**Exercise objective**
Present the count of lines in the entries below that hold "exists", and present nothing else.

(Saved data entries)

▼

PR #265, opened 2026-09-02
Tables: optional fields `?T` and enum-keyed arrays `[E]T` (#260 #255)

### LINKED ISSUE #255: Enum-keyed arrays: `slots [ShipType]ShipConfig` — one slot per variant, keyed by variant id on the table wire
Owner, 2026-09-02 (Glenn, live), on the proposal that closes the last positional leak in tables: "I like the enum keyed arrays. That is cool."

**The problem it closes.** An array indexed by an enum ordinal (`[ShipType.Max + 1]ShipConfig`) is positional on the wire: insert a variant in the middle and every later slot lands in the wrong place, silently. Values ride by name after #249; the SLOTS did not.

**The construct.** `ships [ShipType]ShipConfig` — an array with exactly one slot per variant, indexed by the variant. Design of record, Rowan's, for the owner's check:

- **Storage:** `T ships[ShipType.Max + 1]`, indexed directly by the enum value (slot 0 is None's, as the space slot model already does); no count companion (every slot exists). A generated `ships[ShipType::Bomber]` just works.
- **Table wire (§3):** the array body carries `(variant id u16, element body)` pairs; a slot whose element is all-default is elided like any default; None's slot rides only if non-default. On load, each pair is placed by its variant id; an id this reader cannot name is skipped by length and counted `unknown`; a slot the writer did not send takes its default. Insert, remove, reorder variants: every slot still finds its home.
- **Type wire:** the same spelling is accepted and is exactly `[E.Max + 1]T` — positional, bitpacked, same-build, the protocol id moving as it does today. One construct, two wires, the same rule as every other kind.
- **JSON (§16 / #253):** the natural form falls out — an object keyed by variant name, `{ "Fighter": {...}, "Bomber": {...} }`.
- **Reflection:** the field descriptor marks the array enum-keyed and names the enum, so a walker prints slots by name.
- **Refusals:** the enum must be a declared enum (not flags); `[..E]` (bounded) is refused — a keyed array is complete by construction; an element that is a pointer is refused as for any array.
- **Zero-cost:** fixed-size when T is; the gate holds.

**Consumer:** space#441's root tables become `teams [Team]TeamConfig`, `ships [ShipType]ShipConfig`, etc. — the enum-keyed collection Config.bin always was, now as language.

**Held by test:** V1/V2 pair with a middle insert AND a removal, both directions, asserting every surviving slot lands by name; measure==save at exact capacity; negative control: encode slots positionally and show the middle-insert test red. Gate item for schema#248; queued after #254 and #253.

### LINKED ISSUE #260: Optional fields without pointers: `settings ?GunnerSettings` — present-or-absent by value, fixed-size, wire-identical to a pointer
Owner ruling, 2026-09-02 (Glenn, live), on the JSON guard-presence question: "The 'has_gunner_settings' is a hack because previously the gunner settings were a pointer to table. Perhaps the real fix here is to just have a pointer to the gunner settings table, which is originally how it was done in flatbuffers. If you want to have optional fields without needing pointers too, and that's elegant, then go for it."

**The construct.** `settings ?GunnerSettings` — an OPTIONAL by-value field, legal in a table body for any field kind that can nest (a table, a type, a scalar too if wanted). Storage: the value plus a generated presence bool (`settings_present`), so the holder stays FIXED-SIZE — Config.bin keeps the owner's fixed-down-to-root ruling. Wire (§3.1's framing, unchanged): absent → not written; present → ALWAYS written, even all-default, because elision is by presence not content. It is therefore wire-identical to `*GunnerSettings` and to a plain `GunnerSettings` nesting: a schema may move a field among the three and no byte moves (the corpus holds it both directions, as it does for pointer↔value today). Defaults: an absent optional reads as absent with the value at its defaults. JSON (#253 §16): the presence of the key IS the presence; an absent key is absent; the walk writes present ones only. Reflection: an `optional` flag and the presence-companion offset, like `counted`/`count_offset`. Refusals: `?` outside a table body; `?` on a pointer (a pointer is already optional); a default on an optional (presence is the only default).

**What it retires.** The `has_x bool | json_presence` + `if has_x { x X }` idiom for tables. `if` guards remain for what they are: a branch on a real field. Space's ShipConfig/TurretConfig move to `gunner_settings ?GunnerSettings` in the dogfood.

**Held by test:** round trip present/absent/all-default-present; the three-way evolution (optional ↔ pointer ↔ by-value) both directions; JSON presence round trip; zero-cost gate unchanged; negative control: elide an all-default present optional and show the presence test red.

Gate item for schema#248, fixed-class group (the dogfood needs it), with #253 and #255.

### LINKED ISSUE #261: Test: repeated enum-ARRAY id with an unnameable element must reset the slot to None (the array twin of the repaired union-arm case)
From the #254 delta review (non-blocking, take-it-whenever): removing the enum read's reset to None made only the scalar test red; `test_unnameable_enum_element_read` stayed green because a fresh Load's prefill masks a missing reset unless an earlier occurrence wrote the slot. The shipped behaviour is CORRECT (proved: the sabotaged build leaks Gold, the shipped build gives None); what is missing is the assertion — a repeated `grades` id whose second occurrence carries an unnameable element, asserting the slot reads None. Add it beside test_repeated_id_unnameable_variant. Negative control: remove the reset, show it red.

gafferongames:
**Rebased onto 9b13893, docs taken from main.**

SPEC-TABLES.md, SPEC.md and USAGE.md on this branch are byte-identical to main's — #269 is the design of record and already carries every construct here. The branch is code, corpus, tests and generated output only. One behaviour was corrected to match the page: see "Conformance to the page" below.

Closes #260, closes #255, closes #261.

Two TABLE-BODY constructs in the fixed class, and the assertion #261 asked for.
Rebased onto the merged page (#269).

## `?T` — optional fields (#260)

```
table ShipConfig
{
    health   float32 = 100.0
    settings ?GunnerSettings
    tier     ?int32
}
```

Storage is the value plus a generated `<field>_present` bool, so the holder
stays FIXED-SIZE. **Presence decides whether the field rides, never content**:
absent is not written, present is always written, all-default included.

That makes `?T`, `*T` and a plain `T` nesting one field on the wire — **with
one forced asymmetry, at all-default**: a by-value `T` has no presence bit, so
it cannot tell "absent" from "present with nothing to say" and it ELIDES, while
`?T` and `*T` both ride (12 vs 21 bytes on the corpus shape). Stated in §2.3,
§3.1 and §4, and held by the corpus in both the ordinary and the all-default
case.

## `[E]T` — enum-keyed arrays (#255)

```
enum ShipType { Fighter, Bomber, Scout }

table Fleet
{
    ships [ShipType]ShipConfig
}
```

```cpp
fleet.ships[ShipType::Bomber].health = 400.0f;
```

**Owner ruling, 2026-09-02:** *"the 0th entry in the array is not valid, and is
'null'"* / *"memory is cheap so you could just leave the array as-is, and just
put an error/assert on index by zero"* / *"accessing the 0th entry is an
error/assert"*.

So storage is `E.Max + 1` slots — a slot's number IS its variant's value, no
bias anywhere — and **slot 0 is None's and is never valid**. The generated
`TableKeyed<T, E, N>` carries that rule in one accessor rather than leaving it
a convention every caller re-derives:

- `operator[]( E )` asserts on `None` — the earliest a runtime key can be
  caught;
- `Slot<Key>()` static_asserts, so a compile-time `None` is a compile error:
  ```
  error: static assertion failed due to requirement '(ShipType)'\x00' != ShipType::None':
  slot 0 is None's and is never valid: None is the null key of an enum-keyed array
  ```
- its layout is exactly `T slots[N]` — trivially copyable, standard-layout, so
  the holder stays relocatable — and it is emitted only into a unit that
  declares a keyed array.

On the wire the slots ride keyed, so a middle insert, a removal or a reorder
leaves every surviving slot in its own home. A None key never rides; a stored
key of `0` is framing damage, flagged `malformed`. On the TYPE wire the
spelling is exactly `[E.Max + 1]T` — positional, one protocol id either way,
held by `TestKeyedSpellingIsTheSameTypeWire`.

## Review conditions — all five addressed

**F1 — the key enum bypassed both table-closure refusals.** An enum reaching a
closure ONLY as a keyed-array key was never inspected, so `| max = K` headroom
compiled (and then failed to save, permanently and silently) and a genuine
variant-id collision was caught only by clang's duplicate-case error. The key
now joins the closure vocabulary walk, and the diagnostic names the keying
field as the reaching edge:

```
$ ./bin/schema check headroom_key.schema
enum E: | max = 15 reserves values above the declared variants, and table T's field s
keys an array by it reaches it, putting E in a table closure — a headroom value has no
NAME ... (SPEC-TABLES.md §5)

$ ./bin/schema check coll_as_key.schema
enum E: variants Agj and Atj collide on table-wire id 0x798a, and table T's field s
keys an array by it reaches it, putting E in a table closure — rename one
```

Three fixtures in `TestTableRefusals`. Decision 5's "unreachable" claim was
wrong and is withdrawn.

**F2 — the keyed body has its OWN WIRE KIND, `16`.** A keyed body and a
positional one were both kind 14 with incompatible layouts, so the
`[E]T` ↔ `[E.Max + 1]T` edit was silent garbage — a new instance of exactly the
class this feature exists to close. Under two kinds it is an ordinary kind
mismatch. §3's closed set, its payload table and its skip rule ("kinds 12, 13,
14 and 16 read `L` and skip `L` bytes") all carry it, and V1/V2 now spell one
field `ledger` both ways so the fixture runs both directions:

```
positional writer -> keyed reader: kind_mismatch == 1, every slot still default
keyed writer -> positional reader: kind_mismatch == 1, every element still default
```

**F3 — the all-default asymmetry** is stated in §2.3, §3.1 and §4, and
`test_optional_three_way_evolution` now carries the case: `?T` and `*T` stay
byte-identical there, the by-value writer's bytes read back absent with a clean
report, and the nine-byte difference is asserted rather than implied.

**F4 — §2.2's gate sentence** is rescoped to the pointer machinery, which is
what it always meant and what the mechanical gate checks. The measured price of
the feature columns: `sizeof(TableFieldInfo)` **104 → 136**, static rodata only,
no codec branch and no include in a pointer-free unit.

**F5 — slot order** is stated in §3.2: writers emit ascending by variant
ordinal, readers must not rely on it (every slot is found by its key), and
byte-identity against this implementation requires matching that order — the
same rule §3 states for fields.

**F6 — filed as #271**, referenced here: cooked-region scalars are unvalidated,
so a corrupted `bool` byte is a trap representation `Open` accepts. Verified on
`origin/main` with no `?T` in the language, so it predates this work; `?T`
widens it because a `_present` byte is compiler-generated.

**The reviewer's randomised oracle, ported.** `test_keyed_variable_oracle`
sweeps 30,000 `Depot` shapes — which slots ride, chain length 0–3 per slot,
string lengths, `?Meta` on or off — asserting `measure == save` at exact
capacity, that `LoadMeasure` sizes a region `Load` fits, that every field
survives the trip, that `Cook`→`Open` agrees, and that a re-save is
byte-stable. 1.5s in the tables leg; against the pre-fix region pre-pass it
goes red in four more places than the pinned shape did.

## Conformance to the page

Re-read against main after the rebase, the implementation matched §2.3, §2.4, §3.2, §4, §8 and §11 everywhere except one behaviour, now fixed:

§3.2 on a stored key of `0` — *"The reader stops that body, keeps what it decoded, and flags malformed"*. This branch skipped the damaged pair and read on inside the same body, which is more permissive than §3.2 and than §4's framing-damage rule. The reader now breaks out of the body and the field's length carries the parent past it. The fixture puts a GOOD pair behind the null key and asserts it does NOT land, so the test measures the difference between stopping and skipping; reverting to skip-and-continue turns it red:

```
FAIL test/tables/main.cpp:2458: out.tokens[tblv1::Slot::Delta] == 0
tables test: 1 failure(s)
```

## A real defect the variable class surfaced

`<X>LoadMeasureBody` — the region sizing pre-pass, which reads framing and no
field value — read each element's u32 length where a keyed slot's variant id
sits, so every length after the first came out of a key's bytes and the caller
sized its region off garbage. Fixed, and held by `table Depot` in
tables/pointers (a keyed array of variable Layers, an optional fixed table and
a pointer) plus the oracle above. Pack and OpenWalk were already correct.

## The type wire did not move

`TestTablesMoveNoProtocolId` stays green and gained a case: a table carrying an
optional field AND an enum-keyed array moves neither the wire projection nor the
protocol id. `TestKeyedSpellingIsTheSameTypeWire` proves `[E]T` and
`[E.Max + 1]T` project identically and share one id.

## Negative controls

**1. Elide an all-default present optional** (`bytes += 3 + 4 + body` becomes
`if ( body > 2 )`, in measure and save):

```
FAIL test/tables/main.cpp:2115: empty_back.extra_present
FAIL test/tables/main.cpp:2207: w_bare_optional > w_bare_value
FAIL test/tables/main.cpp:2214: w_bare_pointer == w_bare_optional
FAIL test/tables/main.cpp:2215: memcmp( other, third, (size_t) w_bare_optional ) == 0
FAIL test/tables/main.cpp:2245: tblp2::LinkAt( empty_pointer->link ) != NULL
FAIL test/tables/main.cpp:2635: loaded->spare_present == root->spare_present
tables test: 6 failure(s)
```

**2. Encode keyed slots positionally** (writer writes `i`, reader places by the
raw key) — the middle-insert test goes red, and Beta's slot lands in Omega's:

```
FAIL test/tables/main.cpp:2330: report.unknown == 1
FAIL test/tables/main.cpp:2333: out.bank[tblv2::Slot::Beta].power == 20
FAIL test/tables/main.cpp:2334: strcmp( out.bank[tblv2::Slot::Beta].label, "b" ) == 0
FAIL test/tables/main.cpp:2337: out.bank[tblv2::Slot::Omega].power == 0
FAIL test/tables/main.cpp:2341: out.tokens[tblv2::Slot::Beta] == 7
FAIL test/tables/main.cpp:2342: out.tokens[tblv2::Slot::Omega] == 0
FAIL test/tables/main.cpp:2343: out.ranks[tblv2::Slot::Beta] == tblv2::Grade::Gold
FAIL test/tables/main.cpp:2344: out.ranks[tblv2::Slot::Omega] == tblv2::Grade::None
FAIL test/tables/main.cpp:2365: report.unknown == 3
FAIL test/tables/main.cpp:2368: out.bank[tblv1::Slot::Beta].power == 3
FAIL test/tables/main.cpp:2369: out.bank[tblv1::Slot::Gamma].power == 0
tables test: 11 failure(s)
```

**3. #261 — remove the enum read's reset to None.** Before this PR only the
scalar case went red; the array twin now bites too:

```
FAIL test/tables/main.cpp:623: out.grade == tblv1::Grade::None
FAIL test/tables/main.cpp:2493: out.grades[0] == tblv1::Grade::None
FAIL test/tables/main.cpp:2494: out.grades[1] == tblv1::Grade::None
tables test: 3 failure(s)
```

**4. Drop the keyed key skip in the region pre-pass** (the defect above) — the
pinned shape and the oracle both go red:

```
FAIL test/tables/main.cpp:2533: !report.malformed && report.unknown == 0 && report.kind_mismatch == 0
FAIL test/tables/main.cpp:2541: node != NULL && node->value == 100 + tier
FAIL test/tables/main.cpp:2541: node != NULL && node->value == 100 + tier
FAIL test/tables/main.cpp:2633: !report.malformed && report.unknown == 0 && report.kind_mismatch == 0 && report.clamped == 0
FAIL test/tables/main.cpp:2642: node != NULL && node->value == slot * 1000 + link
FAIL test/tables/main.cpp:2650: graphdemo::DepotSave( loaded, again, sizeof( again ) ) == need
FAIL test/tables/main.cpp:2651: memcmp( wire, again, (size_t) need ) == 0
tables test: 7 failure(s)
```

▲

**Response to the task**
2